Я никак не могла определить — сколько ей лет. Всегда мне казалось, что она только немного старше меня, (мне было четыре-пять, ей, пока она жила в Ленинграде и училась в университете, — семнадцать-восемнадцать).

Меня неохотно отпускали с ней, но все-таки мы удирали всеми правдами и неправдами. Мы удирали, и весь город, все его кондитерские, кино, парки, пароходики, садики и театры становились нашими. Мы в один день успевали и в цирк, и в зоопарк, и на Елагин остров. В один и тот же день мы успевали покататься на пароходе, на американских горах, на каруселях и на лошадях.

К моей радости примешивалась ее радость, и, пребывая в этом общем восторге, чувствуя его вдвойне — за себя и за Шуру, а она — за меня и за себя, мы мчались по улицам, и езда в трамвае нам казалась слишком медленной.

Глава пятая

АННА ЯКОВЛЕВНА

У меня было столько бабушек, что нельзя перечислить, и все они были не родные — родные умерли, я их не знала, а остались их сестры, родные и двоюродные, но все бабушки столько пеклись обо мне, так любили меня, что невольно я говорила: это моя бабушка, это бабушка, еще одна бабушка, еще и еще. Бабушка Миля, бабушка Анна, тетя Маня — тоже бабушка, Амалия — тоже приходилась бабушкой, все удивлялись: сколько же у тебя бабушек, а я совсем не могла сказать действительно, сколько же было бабушек — любящих, настоящих бабушек — много, и ни одной родной.

Об Анне Яковлевне я всегда говорила: уж эта — настоящая моя бабушка, самая первая, любимая — вслед за мамой — не потому, что маму любила, а после — Анну Яковлевну, а потому, что мама ее любила и я следом.

Но надо сказать, что, если бы мама даже не так хорошо относилась к Анне Яковлевне, если бы я не знала ее по рассказам о ней — рассказам, которые я слышала после ее смерти от всех родных, — я бы все равно помнила ее по-своему.

Воспоминания о ней — смутные, но собственные — встают в памяти такой далекой, что, например, помню, как однажды, совсем крошечная, услышала от нее одно из первых слов, которое запомнила: наволочка.

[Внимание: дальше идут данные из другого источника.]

PR #304, opened 2023-08-23
Check for GCC/Clang compiler warnings in Ubuntu GitHub Actions CI

aloisklink:
Add a [`CMakePresets.json`][1] file that contains `ci-ubuntu` preset. This preset contains most of the recommended compiler warnings from the [`cmake-init`][2] project, with the following changes:
  - I had to remove the `-Wdouble-promotion` and `-Werror=float-equal` flags since there are issues within the GTest headers.
  - For compatibility with g++-7, which doesn't support this flag, `-Wextra-semi` was removed.
  - I also had to remove some of the following flags like: `-fstack-protector-strong -fstack-clash-protection`. These flags cause errors in Clang v10, and to be honest, with stuff like address sanitizer, we probably don't need them.

I've also set the `"CMAKE_CXX_FLAGS_DEBUG": "-Werror"` variable when running on `ubuntu` in GitHub Actions. This will make the `ubuntu` build fail whenever any warnings are seen in the code, so you'll instantly spot it whenever somebody tries to add code that has warnings to this project. This should prevent issues like https://github.com/skypjack/uvw/issues/294 from happening in the future.

[1]: https://cmake.org/cmake/help/latest/manual/cmake-presets.7.html
[2]: https://github.com/friendlyanon/cmake-init/blob/aa42211c79ab5117b05a2d9f795427f078a0a3d5/cmake-init/templates/common/CMakePresets.json#L88

---

~I've left this PR as a draft, since the CI currently fails, but after the following PRs are merged, this CI job should work~ All of these PRs have now been merged, so CI passes:
  - https://github.com/skypjack/uvw/pull/296
  - https://github.com/skypjack/uvw/pull/297
  - https://github.com/skypjack/uvw/pull/298
  - https://github.com/skypjack/uvw/pull/299
  - https://github.com/skypjack/uvw/pull/300
  - https://github.com/skypjack/uvw/pull/301
  - https://github.com/skypjack/uvw/pull/302
  - https://github.com/skypjack/uvw/pull/303

### DIFF
--- a/.github/workflows/build-ubuntu-20.04.yml
+++ b/.github/workflows/build-ubuntu-20.04.yml
@@ -27,12 +27,11 @@ jobs:
         sudo apt-get update --fix-missing
         sudo apt install -y ${{ matrix.compiler.pkg }}-${{ matrix.compiler.version }}
     - name: Compile tests
-      working-directory: build
       env:
         CXX: ${{ matrix.compiler.exe }}-${{ matrix.compiler.version }}
       run: |
-        cmake ${{ matrix.mode }} -DBUILD_TESTING=ON -Dlibuv_buildtests=OFF ..
-        make -j2
+        cmake ${{ matrix.mode }} --preset ci-ubuntu
+        cmake --build build/ --parallel 2
     - name: Run tests
       working-directory: build
       env:
--- a/.github/workflows/build-ubuntu-latest.yml
+++ b/.github/workflows/build-ubuntu-latest.yml
@@ -26,12 +26,11 @@ jobs:
         sudo apt-get update --fix-missing
         sudo apt install -y ${{ matrix.compiler.pkg }}-${{ matrix.compiler.version }}
     - name: Compile tests
-      working-directory: build
       env:
         CXX: ${{ matrix.compiler.exe }}-${{ matrix.compiler.version }}
       run: |
-        cmake ${{ matrix.mode }} -DBUILD_TESTING=ON -Dlibuv_buildtests=OFF ..
-        make -j2
+        cmake ${{ matrix.mode }} --preset ci-ubuntu
+        cmake --build build/ --parallel 2
     - name: Run tests
       working-directory: build
       env:
--- a/CMakePresets.json
+++ b/CMakePresets.json
@@ -1,0 +1,59 @@
+{
+  "version": 2,
+  "cmakeMinimumRequired": {
+    "major": 3,
+    "minor": 13,
+    "patch": 0
+  },
+  "configurePresets": [
+    {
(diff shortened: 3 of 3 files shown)


skypjack:
`-Dlibuv_buildtests=OFF` is gone during the rework. Am I wrong?

aloisklink:
> `-Dlibuv_buildtests=OFF` is gone during the rework. Am I wrong?

I've added it to the `dev-mode` CMake preset:

https://github.com/skypjack/uvw/blob/8a23e5808635b17e80f887482ec5f5f8cf33d3c6/CMakePresets.json#L26-L29

It will make it easier for us developers to run `cmake --preset dev-mode` locally, and in the future, we can add a `ci-windows`/`ci-darwin` presets for doing the Windows/MacOS CI runs, that also inherit from the `dev-mode` preset, so we'll only have to modify everything in a single file.

The only problem is that is [`cmake-presets` are only supported in CMake 3.19 or later](https://cmake.org/cmake/help/latest/manual/cmake-presets.7.html), but since we're only using them for CI/development (they won't be used by end-users), this isn't too big of an issue for us!

aloisklink:
I've `git rebase`-d onto https://github.com/skypjack/uvw/commit/683883b08a6fdf19edc48d99ac1b901924a574cd on the `main` branch, since all the PRs have been merged and all the GCC/Clang compiler warnings have been fixed!

skypjack:
Before merging, is this the last PR in the row or is there something else to address?
Doing this work on warnings over the holidays made it a bit tricky to follow, sorry. 🙂

skypjack (approved):

aloisklink:
> Before merging, is this the last PR in the row or is there something else to address?

This is the last PR in the row. Every other PR I made was about fixing warnings. This PR is just here to make big red cross in GitHub Actions if any new code is added that has warnings in it.

I considered doing something similar for Windows/MacOS, but I don't have easy access to a Windows/MacOS machine, so I guess that can wait until a Windows/MacOS user complains about warnings.

I do also want to make a PR fixing the https://skypjack.github.io/uvw/ website (currently a lot of links don't work, since they point to https://skypjack.github.io/uvw/classuvw_1_1emitter.html, but the file is actually called https://skypjack.github.io/uvw/classuvw_1_1Emitter.html (e.g. with a capital `E` not `e`)), but that's completely unrelated to this compiler warnings series of PRs.

> Doing this work on warnings over the holidays made it a bit tricky to follow, sorry. 🙂

And no worries :) Thanks for reviewing stuff on your holiday! To be honest, I wouldn't have minded waiting. After all, since these PRs were mostly just refactoring PRs, there's probably no point in making a `uvw` release just for this :smile:

PR #317, opened 2024-10-16
fix: fixed incorrect wrap for process's stdio container

sssooonnnggg:
The stdio api of the process should ensure the calling order.

According to libuv's documentation and test cases, where stdio[0] is designated as stdin, stdio[1] as stdout, and stdio[2] as stderr. 

When specifying stdin for the child process as stdin_pipe, stdout to a custom file, and stderr as stderr_pipe:

process_handle.stdio(stdin_pipe, flag)
process_handle.stdio(stdout_file_handle, flag)
process_handle.stdio(stderr_pipe, flag)

The previous uvw implementation incorrectly concatenates it as follows because it used two vector:

stdio[0] = stdout_file_handle
stdio[1] = stdin_pipe
stdio[2] = stderr_pipe

This is not the correct behaviour

This PR try to fix this.😊

Libuv spawn examples: https://github.com/libuv/libuv/blob/v1.x/test/test-spawn.c

### DIFF
--- a/src/uvw/process.cpp
+++ b/src/uvw/process.cpp
@@ -44,13 +44,8 @@ UVW_INLINE int process_handle::spawn(const char *file, char **args, char **env) 
     po.uid = po_uid;
     po.gid = po_gid;
 
-    std::vector<uv_stdio_container_t> poStdio;
-    poStdio.reserve(po_fd_stdio.size() + po_stream_stdio.size());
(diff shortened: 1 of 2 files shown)


sssooonnnggg:
Here we can see the convention of how libuv deal with the indexing of stdio，0 is stdin，1 is stdout，2 is stderr
https://github.com/libuv/libuv/blob/fbe2d85bd5a5c370a8cacea92b3bdfbd9f98a530/src/win/process.c#L1018-L1020

PR #319, opened 2024-11-27
Initialize some uninitialized variables

fedegiova:
Found some class variables that were not initialized so they contained garbage values.


fedegiova:
Done

PR #327, opened 2025-11-25
fs_event: enable bit operations for the uvw_fs_event enum

fcelda:
This PR adds the _UVW_ENUM_ member to the enum class _uvw_fs_event_ to enables the bitwise operations over the type.

The libuv documentation says that the flags are a bit mask:

> The events parameter is an ORed mask of [uv_fs_event](https://docs.libuv.org/en/v1.x/fs_event.html#c.uv_fs_event) elements.

-- https://docs.libuv.org/en/v1.x/fs_event.html#c.uv_fs_event_cb:


skypjack:
I fixed the issue with the thread class. Can you rebase on `main` and rerun the tests for a double check? Thanks. 🙏

PR #332, opened 2026-03-22
Add include directories to vendored uv target

russkel:
Hi,

I am using uvw and find the vendored uv static lib handy. However I was not able to simply just link to uvw and uv as it would result in missing include issues, because the uv directory is put into a nested include directory.

I am not sure if this was intentional or a mistake - if it was me I would have uv and uvw header directories at the same level and not nested. In any case, this fixes the missing include error.

In addition, any of the `uv::` namespace does not seem to be exported either as they are build time aliases. I changed the README to reflect that.

I bumped to latest libuv because I needed TCP keepalive_ex functionality. Let me know if you want me to drop that commit.


russkel:
@skypjack ping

Анна Яковлевна надевала чистую наволочку на подушку, а у старой только расстегнула пуговки, но не сняла ее совсем. Взялась за уголки чистой наволочки и надела ее прямо на старую. Грязная наволочка была снята, вытащена, выволочена из-под чистой, а чистая заволокла подушку. Анна Яковлевна навлекла ее на подушку.